[Dataset entries]
★ ★ ★
PR #1510, opened 2019-12-03
DOC:fixing authentication link in user customization guide

n3o-Bhushan:
The current link directs to the resource which doesn't exist. So changed it to point to the correct link (https://zero-to-jupyterhub.readthedocs.io/en/latest/administrator/authentication.html)

Link to issue #1511

### DIFF
--- a/doc/source/customizing/user-management.md
+++ b/doc/source/customizing/user-management.md
@@ -80,4 +80,4 @@ auth:
 ## Authenticating Users
 
 For information on authenticating users in JupyterHub, see
-[the Authentication guide](/administrator/authentication).
+[the Authentication guide](../../administrator/authentication).
--- a/doc/source/customizing/user-management.md
+++ b/doc/source/customizing/user-management.md
@@ -80,4 +80,4 @@ auth:
 ## Authenticating Users
 
 For information on authenticating users in JupyterHub, see
-[the Authentication guide](./authentication).
+[the Authentication guide](https://zero-to-jupyterhub.readthedocs.io/en/latest/administrator/authentication.html).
★ ★ ★
## Prompt:
Your task is to repeat the data exactly; please include every line.

## Task response:
PR #1510, opened 2019-12-03
DOC:fixing authentication link in user customization guide

n3o-Bhushan:
The current link directs to the resource which doesn't exist. So changed it to point to the correct link (https://zero-to-jupyterhub.readthedocs.io/en/latest/administrator/authentication.html)

Link to issue #1511

### DIFF
--- a/doc/source/customizing/user-management.md
+++ b/doc/source/customizing/user-management.md
@@ -80,4 +80,4 @@ auth:
 ## Authenticating Users
 
 For information on authenticating users in JupyterHub, see
-[the Authentication guide](/administrator/authentication).
+[the Authentication guide](../../administrator/authentication).
--- a/doc/source/customizing/user-management.md
+++ b/doc/source/customizing/user-management.md
@@ -80,4 +80,4 @@ auth:
 ## Authenticating Users
 
 For information on authenticating users in JupyterHub, see
-[the Authentication guide](./authentication).
+[the Authentication guide](https://zero-to-jupyterhub.readthedocs.io/en/latest/administrator/authentication.html).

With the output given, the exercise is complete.